Colic causes infants to cry or fuss frequently for a prolonged period, often during the late afternoon or evening. The colic remains is believed to result from environmental and biological factors, including a sensitive temperament, allergies, or immature digestive systems.

Colic typically starts around 2 weeks if the baby is full-term (later in premature babies) and often improves by 3 months.

How to relieve colic in babies

As a parent of a baby who once suffered from colic, I can understand the helplessness and frustration that come along with this condition. One technique that worked for us was adopting a regular feeding schedule, which lessened the bouts of excessive crying. 

Yet, this alone wasn’t a complete remedy. We also tried baby yoga, designed explicitly for colicky babies, that involved gentle stretching and movements. These exercises helped our baby to pass gas more efficiently, reducing the discomfort.

A trip to a pediatric chiropractor was another method that proved beneficial for us. The chiropractor used delicate touches and adjustments to alleviate the tension in our baby’s body, positively affecting her colic symptoms. 

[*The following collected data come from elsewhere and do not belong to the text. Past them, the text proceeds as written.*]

Issue #4182, opened 2021-09-16
iPad pro editor lose focus after swipping back from safari browser


fuchanglin:
## OS/Web Information

- Web Browser: Safari PWA mode
- Local OS: iPad OS 15 with magic keyboard
- Remote OS: Centos 8
- Remote Architecture: amd64
- `code-server --version`: 3.12.0

## Steps to Reproduce

1. Edit code in Safari PWA
2. Swipe out to safari browser, view some article, select some word
3. Swipe back to editor
4. Sometime, it will lose focus, after re-focus, can not type Enter, tab, up/down/left/right arrow, a-z works fine.

## Expected

When swipe back, the editor should still work

## Actual

Very annoying, in order to bring Enter back, it seems I need to 1. restart Safari browser and the PWA app 
Or 2. detach iPad from magic keyboard, type Enter using the on-screen keyboard

## Notes

This issue can be reproduced in VS Code: Yes/No

jsjoeio:
Sorry to hear this is happening! I will have to see if I can reproduce on my iPad. Thanks for your patience!

spouradrix:
@fuchanglin By the way, you can regain focus of the code-server window by clicking on the search box. Sometimes this fix does not work but it mostly does.

bpmct:
Was able to reproduce this in split view

Tonyhaenn:
I’ve noticed that if I tap into the terminal, and then into the editor window, I’m able to start editing again.
IPad Pro / ipad os 15
Code-server 3.12

fuchanglin:
> I’ve noticed that if I tap into the terminal, and then into the editor window, I’m able to start editing again. IPad Pro / ipad os 15 Code-server 3.12

Sometime it works, sometime we will lost all the focus and cannot type Enter.

ivanpenchev:
Something similar happens to me on iPad PRO with or without PWA and with an external keyboard. While I'm editing something, if I switch to another app on the iPad, when I get back to the code-server view, the caret is still visible in the editor but in fact it behaves like the editor has lost focus thus the keyboard is not working. Taps or clicks throughout the code, changes the position of the caret but the keyboard remains non-functional.

Touching anything else on the interface and back into the editor makes it regain focus and the keyboard is back to working.

thanhj:
Any update on this topic, I am still facing this issue today 2024.06.
I am running vscodeclient as a safari home app, every time i switch back from safari, I can not type anything on the vscode and have to touch/click the screen several times.

[...]

Issue #3824, opened 2021-07-20
3.11 - Terminal not properly visible on iPad


asheswook:
## OS/Web Information

- Web Browser: Safari 15
- Local OS: iPadOS 15 dev2
- Remote OS: Ubuntu 20.04.2 LTS
- Remote Architecture: Linux
- `code-server --version`: 3.11.0 4e8cd09ef0412dfc7b148b7639a692e20e4fd6dd

## Explanation
Terminal does not display normally. It only shows the color. Sometimes, when I refresh the web, it appears well. The setting values for VSCode are all default. Even if the screen doesn't appear, its process is going well. It's just that I can't see it. Also, Debug console works well.

## Screenshot
![C81484A8-6913-436A-BC60-43EBB8E6A573](https://user-images.githubusercontent.com/25760310/126360231-83cd9897-1e34-4e9e-a301-0551441bd347.jpeg)
![308860AC-AC93-4160-96E3-8A23F3370283](https://user-images.githubusercontent.com/25760310/126360248-ba1658f2-efa2-4e53-94eb-abbde0d192e1.jpeg)
![C4468FC1-75E3-4DD7-AF7B-1D92A41E9EF9](https://user-images.githubusercontent.com/25760310/126360249-82732efa-d14b-4d76-b91a-161ac0971f0f.jpeg)

jsjoeio:
Hmm I have yet to run this on my iPad so I will have to check.

> Terminal does not display normally

Hard to tell from the photo exactly. How should it look?

asheswook:
The letters printed on the terminal should be visible like this:
![20D6E72B-974D-442F-947F-34FF4E09A6FC](https://user-images.githubusercontent.com/25760310/126424687-79a0faf9-2529-4c0d-8908-6a165079cc3f.jpeg)

asheswook:
https://user-images.githubusercontent.com/25760310/126425196-5e0cbe84-3d71-4169-a42b-f76b43e7929c.mov

asheswook:
What I want is, unlike the second console, like the first console in the video, all consoles print content well.

dhguswns23:
Same here. My workaround is to change default shell profile (in my case, bash to sh) then revert that change. But it is tiresome.

jsjoeio:
Thanks for the screenshots! (the video won't play :( )

Good to know. We will look into this soon!

AjRic07:
[...]

Issue #1455, opened 2020-03-25
Can’t scroll on iPad with a trackpad.


awahlig:
On an iPad running iPadOS 13.4 (which added full trackpad/mouse support), two-finger-scrolling on a trackpad doesn’t work (nothing happens).

Tested in different panels (editor, terminal, settings).
Tested using Magic Trackpad 2 (Apple’s iPad Pro keyboard with trackpad is not yet available).
Tried both the :latest (About window shows 1.41.1) and :3.0.1 docker images.

dvelopin:
Magic Mouse also doesn't "scroll" it seems to simulate "up" and "down" from the keyboard instead. There may be behavior settings we need to adjust?

mjsamberg:
Also, the scroll wheel on a mouse scrolls the entire window instead of just the text editor area.

TheWindyMan:
On a Logitech MX Vertical, binding Scroll Up and Scroll Down in Assistive Touch settings to the forward and back buttons allows for scrolling in the terminal/code windows separately. I haven’t found a way to bind those actions to the gesture of scrolling on the Magic Trackpad 2

kylecarbs:
We're making this a priority. Thanks for the upvotes everyone, shows us it's in high demand 👀.

neilalexander:
@mjsamberg The app container scrolling should be fixed in the code-server 3.0 releases — certainly it appears to be better for me now in code-server 3.0.2. 

I can confirm though that neither the Magic Mouse 2 nor the Magic Trackpad 2 scrolling works in 3.0.2 though. Scrolling using the touchscreen does work, although it feels slow due to the fact that there is no scroll momentum.

mjsamberg:
@neilalexander App container scrolling still occurs with my logitech mouse and the scroll wheel.

cmoog:
_Another update_
Please reference this [WebKit issue](https://bugs.webkit.org/show_bug.cgi?id=210071) for progress towards a patch.

diegosucaria:
Hello, has somebody found any other workaround for this? (even if it is buggy) I mean, other than using the scrollbars.

code-server and an Ipad pro with magic keyboard (which includes trackpad) is awesome!

mjsamberg:
I did notice, FWIW, that scrolling does work as expected in Google Docs website on iPad in multiple directions and even when there are multiple scrollable elements on the screen.

perelin:
[...]

PR #4228, opened 2021-09-23
update iPad docs to reflect info in Sep 2021

bpmct:
This updates our iPad.md docs to reflect some of the latest changes I observed when using code-server on an iPad.

- Mention the scrolling issue (#1455) has been fixed
- Add the terminal text issue (#3824) under known issues
- Add lose focus issue (#4182) under known issues

I also moved the self-signed certificate instructions towards the bottom of the docs since it is not something we recommend.


jsjoeio (approved):
Awesome! Thanks for doing this Ben 🚀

At night, we put into practice the ‘5S’ approach from Dr. Harvey Karp’s book “The Happiest Baby on the Block.” It involved Swaddling our baby snugly, putting her on her side or stomach, Shushing her with white noise for colicky babies, Swinging her gently, and allowing her to Suck on a pacifier. This method turned out to be a lifesaver during those late-night crying episodes.

However, the most crucial thing we learned was to stay patient and composed, even during those challenging moments.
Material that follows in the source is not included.